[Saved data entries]
****************************************
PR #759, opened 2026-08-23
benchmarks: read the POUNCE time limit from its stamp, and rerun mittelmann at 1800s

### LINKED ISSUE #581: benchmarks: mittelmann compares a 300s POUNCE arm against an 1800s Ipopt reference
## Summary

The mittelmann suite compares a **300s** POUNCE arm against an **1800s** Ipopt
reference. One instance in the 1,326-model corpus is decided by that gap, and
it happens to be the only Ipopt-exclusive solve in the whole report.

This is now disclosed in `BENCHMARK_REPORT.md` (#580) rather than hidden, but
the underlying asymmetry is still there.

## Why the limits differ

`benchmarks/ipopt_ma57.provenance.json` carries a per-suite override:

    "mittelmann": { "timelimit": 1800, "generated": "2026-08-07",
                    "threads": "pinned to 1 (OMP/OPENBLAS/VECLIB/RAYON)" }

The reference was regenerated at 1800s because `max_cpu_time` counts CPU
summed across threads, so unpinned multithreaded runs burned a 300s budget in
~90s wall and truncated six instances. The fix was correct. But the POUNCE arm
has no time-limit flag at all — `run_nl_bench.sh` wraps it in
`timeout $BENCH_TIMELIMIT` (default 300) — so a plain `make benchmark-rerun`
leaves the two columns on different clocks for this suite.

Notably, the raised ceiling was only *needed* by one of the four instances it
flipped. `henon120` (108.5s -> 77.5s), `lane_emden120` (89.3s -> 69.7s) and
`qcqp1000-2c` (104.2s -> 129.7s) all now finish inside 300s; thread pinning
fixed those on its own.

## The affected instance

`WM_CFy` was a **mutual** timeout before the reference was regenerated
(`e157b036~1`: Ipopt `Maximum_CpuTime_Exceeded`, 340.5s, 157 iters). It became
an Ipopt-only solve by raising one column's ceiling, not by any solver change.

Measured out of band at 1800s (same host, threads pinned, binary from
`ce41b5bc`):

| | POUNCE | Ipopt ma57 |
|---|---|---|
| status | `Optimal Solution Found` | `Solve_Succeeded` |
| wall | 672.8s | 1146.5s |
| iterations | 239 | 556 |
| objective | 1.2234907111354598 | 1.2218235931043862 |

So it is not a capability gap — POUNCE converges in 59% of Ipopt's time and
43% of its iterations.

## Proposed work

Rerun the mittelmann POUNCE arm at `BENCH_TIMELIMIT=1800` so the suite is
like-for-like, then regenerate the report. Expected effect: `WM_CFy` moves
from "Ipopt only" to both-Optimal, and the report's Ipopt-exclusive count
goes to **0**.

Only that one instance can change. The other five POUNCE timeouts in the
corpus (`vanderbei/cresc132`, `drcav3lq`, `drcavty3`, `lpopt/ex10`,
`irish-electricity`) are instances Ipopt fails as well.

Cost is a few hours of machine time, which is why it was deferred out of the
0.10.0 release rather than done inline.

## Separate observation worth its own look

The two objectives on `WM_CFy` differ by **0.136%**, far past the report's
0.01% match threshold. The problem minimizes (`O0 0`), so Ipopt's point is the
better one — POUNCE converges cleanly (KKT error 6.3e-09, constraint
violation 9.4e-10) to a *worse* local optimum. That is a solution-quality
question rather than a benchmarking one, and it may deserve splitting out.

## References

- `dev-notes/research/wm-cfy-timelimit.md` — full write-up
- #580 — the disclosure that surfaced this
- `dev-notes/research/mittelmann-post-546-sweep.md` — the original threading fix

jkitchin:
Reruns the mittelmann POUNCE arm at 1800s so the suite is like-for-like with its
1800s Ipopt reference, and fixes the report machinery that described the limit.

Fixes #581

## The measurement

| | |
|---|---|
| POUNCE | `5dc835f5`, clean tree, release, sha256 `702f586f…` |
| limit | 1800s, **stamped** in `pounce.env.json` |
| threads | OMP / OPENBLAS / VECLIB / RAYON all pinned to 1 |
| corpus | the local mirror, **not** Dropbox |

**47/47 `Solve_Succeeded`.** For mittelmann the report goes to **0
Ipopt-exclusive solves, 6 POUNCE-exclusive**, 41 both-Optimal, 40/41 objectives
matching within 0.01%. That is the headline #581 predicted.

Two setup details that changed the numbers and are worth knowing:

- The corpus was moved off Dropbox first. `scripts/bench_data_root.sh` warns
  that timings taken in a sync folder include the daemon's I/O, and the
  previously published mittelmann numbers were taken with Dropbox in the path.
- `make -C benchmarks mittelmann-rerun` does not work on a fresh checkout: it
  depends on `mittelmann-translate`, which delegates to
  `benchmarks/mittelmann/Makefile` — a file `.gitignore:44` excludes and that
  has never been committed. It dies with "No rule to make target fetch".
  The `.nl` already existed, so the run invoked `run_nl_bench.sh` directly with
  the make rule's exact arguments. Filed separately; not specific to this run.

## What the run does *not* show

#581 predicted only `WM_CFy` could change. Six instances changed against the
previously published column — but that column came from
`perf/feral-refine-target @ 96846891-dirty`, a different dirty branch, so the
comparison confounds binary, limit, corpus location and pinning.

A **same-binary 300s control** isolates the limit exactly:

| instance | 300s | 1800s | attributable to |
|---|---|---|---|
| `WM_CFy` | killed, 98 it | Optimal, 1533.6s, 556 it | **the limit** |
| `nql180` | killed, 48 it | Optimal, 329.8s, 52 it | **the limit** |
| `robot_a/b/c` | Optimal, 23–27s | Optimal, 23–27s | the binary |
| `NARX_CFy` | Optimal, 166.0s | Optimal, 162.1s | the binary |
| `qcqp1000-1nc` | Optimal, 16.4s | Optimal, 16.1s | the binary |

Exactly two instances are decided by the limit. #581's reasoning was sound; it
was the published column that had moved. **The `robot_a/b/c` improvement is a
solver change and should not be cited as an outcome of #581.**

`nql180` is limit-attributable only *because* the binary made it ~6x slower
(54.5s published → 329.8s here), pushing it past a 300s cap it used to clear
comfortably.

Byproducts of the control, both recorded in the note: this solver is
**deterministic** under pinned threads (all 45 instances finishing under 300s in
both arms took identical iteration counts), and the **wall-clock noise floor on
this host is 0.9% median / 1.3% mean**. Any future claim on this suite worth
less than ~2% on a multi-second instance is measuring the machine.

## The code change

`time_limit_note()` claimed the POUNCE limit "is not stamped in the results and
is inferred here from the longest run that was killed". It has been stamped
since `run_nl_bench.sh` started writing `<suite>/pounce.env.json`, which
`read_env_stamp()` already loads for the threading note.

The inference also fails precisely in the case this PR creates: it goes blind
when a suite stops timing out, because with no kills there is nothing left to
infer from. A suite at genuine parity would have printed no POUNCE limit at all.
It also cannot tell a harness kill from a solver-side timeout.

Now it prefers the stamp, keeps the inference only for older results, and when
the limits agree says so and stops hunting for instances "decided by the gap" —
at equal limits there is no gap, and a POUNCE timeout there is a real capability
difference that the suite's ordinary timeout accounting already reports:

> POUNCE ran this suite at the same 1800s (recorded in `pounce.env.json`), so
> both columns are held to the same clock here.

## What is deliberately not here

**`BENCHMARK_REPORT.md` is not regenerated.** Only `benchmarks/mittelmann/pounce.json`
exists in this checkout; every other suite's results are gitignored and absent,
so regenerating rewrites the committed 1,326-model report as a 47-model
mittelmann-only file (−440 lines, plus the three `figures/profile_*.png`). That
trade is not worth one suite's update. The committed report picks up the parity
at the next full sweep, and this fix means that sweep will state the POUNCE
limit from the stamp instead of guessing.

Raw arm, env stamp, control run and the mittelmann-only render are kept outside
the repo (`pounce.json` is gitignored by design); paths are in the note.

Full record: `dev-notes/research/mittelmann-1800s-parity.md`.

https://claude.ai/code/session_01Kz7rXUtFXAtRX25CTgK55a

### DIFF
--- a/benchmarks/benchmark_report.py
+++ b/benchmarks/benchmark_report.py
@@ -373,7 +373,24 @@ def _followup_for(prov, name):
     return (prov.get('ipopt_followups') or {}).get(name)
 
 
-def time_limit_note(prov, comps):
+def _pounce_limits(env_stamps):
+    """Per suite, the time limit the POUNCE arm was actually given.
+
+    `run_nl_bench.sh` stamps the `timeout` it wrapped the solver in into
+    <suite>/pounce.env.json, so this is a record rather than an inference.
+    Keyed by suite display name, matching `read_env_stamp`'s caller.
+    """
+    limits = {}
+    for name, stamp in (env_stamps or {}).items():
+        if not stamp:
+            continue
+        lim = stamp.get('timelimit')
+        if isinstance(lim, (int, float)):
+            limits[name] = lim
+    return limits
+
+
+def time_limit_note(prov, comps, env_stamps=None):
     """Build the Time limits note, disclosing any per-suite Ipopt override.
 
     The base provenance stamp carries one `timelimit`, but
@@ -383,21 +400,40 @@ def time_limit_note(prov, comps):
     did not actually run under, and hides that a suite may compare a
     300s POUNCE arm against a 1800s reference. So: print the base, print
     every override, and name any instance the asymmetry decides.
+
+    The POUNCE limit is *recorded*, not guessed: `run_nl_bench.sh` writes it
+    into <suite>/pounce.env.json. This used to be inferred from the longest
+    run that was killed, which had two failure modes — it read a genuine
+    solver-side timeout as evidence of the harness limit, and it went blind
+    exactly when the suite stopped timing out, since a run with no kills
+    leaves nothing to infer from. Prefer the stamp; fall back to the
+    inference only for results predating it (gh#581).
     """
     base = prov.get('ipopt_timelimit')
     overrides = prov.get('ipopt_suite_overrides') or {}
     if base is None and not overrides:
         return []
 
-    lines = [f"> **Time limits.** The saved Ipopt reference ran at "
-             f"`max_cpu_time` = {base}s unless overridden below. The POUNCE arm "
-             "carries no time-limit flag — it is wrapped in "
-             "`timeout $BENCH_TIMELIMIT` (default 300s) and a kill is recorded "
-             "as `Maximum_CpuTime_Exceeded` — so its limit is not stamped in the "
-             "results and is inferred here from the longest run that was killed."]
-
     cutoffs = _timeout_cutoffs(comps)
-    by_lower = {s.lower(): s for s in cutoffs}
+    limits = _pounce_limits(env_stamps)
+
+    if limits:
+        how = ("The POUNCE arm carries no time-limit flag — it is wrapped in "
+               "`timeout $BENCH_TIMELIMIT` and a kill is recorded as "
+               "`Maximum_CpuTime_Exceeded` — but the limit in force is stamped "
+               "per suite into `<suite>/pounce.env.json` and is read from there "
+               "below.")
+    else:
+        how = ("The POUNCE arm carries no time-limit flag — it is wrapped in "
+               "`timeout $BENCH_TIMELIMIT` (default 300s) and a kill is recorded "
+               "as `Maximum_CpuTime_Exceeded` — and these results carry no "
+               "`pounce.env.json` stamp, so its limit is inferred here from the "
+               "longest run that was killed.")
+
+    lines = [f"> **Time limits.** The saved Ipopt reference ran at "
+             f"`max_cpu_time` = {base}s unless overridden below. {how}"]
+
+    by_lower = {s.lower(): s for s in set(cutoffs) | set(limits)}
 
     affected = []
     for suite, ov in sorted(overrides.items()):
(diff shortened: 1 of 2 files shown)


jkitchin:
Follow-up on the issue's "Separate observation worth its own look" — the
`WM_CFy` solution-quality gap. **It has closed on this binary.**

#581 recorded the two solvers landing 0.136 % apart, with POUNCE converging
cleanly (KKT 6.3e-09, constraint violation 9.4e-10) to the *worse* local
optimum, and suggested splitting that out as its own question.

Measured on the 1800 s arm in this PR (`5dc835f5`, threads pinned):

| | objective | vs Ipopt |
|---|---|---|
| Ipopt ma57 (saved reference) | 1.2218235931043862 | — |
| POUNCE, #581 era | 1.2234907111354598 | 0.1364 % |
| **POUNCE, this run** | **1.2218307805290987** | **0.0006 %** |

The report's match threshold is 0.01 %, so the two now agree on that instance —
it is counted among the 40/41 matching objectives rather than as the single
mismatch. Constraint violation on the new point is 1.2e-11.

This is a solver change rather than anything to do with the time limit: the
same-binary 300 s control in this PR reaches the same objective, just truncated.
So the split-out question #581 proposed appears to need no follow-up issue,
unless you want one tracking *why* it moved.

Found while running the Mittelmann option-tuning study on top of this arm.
****************************************
• [Task description] Stop at the line containing "The reference was regenerated at". Please print exactly every line before it from the start of the records, plus that line itself, and nothing else.

• [Output of the exercise]
PR #759, opened 2026-08-23
benchmarks: read the POUNCE time limit from its stamp, and rerun mittelmann at 1800s

### LINKED ISSUE #581: benchmarks: mittelmann compares a 300s POUNCE arm against an 1800s Ipopt reference
## Summary

The mittelmann suite compares a **300s** POUNCE arm against an **1800s** Ipopt
reference. One instance in the 1,326-model corpus is decided by that gap, and
it happens to be the only Ipopt-exclusive solve in the whole report.

This is now disclosed in `BENCHMARK_REPORT.md` (#580) rather than hidden, but
the underlying asymmetry is still there.

## Why the limits differ

`benchmarks/ipopt_ma57.provenance.json` carries a per-suite override:

    "mittelmann": { "timelimit": 1800, "generated": "2026-08-07",
                    "threads": "pinned to 1 (OMP/OPENBLAS/VECLIB/RAYON)" }

The reference was regenerated at 1800s because `max_cpu_time` counts CPU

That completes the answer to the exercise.